Determine the number of lines of the records below that include "relatively". Respond with the number and no other text.

Top of Material to process

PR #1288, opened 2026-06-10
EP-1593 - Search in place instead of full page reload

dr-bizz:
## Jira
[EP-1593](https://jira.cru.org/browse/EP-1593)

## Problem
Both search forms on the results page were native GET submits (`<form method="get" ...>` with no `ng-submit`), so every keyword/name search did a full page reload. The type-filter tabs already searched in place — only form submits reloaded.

Bottom of Material to process
Top of Material to process

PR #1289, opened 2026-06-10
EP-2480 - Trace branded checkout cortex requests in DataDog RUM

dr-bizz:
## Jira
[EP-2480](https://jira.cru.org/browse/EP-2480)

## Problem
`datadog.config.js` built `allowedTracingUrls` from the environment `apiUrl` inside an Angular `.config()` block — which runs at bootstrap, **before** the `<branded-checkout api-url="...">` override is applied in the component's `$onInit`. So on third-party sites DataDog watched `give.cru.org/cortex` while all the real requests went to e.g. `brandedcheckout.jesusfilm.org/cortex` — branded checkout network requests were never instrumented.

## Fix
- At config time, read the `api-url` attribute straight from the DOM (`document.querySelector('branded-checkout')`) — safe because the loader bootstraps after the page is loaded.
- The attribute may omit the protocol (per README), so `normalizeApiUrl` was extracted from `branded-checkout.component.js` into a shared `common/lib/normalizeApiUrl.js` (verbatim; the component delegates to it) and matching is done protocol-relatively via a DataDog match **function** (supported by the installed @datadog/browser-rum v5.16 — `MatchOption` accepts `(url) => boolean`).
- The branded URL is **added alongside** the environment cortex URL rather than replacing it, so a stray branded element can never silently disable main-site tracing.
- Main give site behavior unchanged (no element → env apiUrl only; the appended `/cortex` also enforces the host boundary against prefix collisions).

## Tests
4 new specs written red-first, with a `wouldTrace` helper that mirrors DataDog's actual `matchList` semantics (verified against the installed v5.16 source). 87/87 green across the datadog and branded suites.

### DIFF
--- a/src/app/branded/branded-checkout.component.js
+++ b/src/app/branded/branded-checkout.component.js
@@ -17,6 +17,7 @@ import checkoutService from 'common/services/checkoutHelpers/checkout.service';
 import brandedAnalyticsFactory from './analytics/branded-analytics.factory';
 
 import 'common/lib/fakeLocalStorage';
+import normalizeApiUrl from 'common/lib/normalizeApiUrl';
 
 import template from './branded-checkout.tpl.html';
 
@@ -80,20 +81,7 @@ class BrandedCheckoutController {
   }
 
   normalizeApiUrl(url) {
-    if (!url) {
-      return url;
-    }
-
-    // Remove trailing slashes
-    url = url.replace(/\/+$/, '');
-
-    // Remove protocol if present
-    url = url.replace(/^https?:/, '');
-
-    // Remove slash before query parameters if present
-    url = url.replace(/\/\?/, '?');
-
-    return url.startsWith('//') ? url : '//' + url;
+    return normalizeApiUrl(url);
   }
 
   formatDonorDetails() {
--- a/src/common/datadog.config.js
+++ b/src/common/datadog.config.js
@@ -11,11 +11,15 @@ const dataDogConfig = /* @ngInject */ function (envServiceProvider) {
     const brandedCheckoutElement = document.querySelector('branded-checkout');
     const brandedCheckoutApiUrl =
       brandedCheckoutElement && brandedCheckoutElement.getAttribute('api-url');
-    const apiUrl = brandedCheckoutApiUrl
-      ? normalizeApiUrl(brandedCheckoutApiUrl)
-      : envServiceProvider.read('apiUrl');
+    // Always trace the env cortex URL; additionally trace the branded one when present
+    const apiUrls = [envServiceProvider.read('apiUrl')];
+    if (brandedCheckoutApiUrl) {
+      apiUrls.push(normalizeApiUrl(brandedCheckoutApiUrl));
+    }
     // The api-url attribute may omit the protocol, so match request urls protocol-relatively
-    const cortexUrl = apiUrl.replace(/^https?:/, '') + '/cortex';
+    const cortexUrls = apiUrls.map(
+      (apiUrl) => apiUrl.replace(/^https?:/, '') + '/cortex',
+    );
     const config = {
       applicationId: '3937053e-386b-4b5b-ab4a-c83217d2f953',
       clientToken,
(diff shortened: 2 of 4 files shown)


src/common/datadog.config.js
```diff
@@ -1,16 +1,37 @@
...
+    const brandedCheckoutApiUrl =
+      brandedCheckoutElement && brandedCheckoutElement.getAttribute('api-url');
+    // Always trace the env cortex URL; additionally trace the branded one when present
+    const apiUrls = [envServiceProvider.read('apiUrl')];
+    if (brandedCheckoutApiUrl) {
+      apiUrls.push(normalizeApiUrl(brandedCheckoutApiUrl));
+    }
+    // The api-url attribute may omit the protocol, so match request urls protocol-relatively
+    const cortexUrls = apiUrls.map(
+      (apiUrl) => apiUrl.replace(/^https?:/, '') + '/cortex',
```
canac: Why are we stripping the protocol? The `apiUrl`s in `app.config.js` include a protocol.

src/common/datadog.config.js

Bottom of Material to process

> **Solution for this exercise**:
3